Why would a body with moderate fat be more appealing than one with chiseled definition, contrary to what social media would like you to believe?

From an evolutionary standpoint, body fat can tell you a lot of things. It reflects energy reserves, immune function, and hormone balance — traits that can influence reproductive fitness and long-term health. “Adiposity influences hormone levels such as testosterone and estrogen,” the authors note, “which affect the development of secondary sexual characteristics.” These are the subtle biological signposts that help people assess a potential partner’s vitality.

In modern industrialized cultures, especially in the West, the ideal male body is often presented as extremely lean and hyper-muscular. But this aesthetic might not align with what humans evolved to find attractive. Extreme leanness can signal malnutrition or hormonal imbalance, while excess fat can point to metabolic dysfunction.

A moderate amount of fat, meanwhile, signals health and endurance, which are qualities with clear evolutionary advantages.

In women, a similar pattern emerges around waist-to-hip ratio, long considered a cue for reproductive health. In men, it seems, adiposity might be playing a comparable role.

However, although a body fat percentage of 14% (the ratio of fat in the body in comparison to overall body weight) is considered “fit” and “healthy” for young men, most males are actually quite off this ideal figure in today’s industrialized society. In the U.S., the overall average body fat percentage is around 40% for women and 28% for men.

Images of what body fat percentages typically look like in men
Men body fat comparison compilation. Credit: Menno Henselmans.

According to the American Council on Exercise (ACE), a body fat range of 25% to 31% for women or 18% to 24% for men is typical for the average nonathlete. A body fat below 14% for women or 6% for men may be considered dangerously low and can lead to health risks.

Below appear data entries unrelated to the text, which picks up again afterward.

PR #2539, opened 2021-06-23
remove wi_locness dataset due to licensing issues

aseifert:
It was brought to my attention that this dataset's license is not only missing, but also prohibits redistribution. I contacted the original author to apologize for this oversight and asked if we could still use it, but unfortunately we can't and the author kindly asked to take down this dataset.


lhoestq:
Hi ! I'm sorry to hear that.
Though we are not redistributing the dataset, we just provide a python script that downloads and process the dataset from its original source hosted at https://www.cl.cam.ac.uk

Therefore I'm not sure what's the issue with licensing. What do you mean exactly ?

SimonHFL:
I think that the main issue is that the licesenses of the data are not made clear in the huggingface hub – other people wrongly assumed that the data was license-free, which resulted in commercial use, which is against the licenses.
Is it possible to add the licenses from the original download to huggingface? that would help clear any confusion (licenses can be found here: https://www.cl.cam.ac.uk/research/nl/bea2019st/data/wi+locness_v2.1.bea19.tar.gz)

lhoestq:
Thanks for the clarification @SimonHFL 
You're completely right, we need to show the licenses.
I just added the them here: https://huggingface.co/datasets/wi_locness#licensing-information

chrisjbryant:
Hi guys, I'm one of the authors of this dataset. 

To clarify, we're happy for you to keep the data in the repo on 2 conditions:
1. You don't host the data yourself.
2. You make it clear that anyone who downloads the data via HuggingFace should read and abide by the license. 

I think you've now met these conditions, so we're all good, but I just wanted to make it clear in case there are any issues in the future. Thanks again to @aseifert for bringing this to our attention! :)

lhoestq:
Thanks for your message @chrisjbryant :)
I'm closing this PR then.

And thanks for reporting @aseifert

PR #2540, opened 2021-06-23
Remove task templates if required features are removed during `Dataset.map`

lewtun:
This PR fixes a bug reported by @craffel where removing a dataset's columns during `Dataset.map` triggered a `KeyError` because the `TextClassification` template tried to access the removed columns during `DatasetInfo.__post_init__`:

```python

# `yelp_polarity` comes with a `TextClassification` template
ds = load_dataset("yelp_polarity", split="test")
ds
# Dataset({
#     features: ['text', 'label'],
#     num_rows: 38000
# })

# Triggers KeyError: 'label' - oh noes!
ds.map(lambda x: {"inputs": 0}, remove_columns=ds.column_names)
```

I wrote a unit test to make sure I could reproduce the error and then patched a fix.

### DIFF
--- a/src/datasets/arrow_dataset.py
+++ b/src/datasets/arrow_dataset.py
@@ -1998,9 +1998,10 @@ class Dataset(DatasetInfoMixin, IndexableMixin):
             # Create new Dataset from buffer or file
             info = self.info.copy()
             # Remove task templates if the required features have been removed
-            for idx, task in enumerate(info.task_templates):
-                if not all(k in writer._features.keys() for k in task.features.keys()):
-                    _ = info.task_templates.pop(idx)
+            if info.task_templates:
+                for idx, task in enumerate(info.task_templates):
+                    if not all(k in writer._features.keys() for k in task.features.keys()):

According to the CDC, this is the average estimated body fat percentage among various age groups:

Average Body Fat Percentage By Age
AgeBoys/MenGirls/Women
8–1128.0%31.9%
12–1525.2%32.5%
16–1922.9%34.8%
20–3926.1%37.8%
40–5928.6%40.5%
60–7930.8%42.4%
80 and over30.7%40.4%

Beyond the Body

It’s important to acknowledge the study’s limitations. Participants rated body shapes in isolation, devoid of context or personality. In real life, attraction is multi-dimensional. It can be shaped by smell, voice, movement, and experience, not just body type. The researchers themselves caution against overgeneralizing from decontextualized images.

Still, their findings provide a valuable counterpoint to media portrayals of ideal male beauty. They suggest that humans are biologically tuned to prefer traits that signal fitness, not necessarily those that dominate fashion spreads or fitness campaigns.

“Females appear sensitive to adiposity in a manner consistent with evolutionary expectations,” the authors conclude. In contrast, they note, “earlier work shows males judge females who are thinner than the evolutionary optimal as more attractive.”

The findings appeared in the journal Personality and Individual Differences.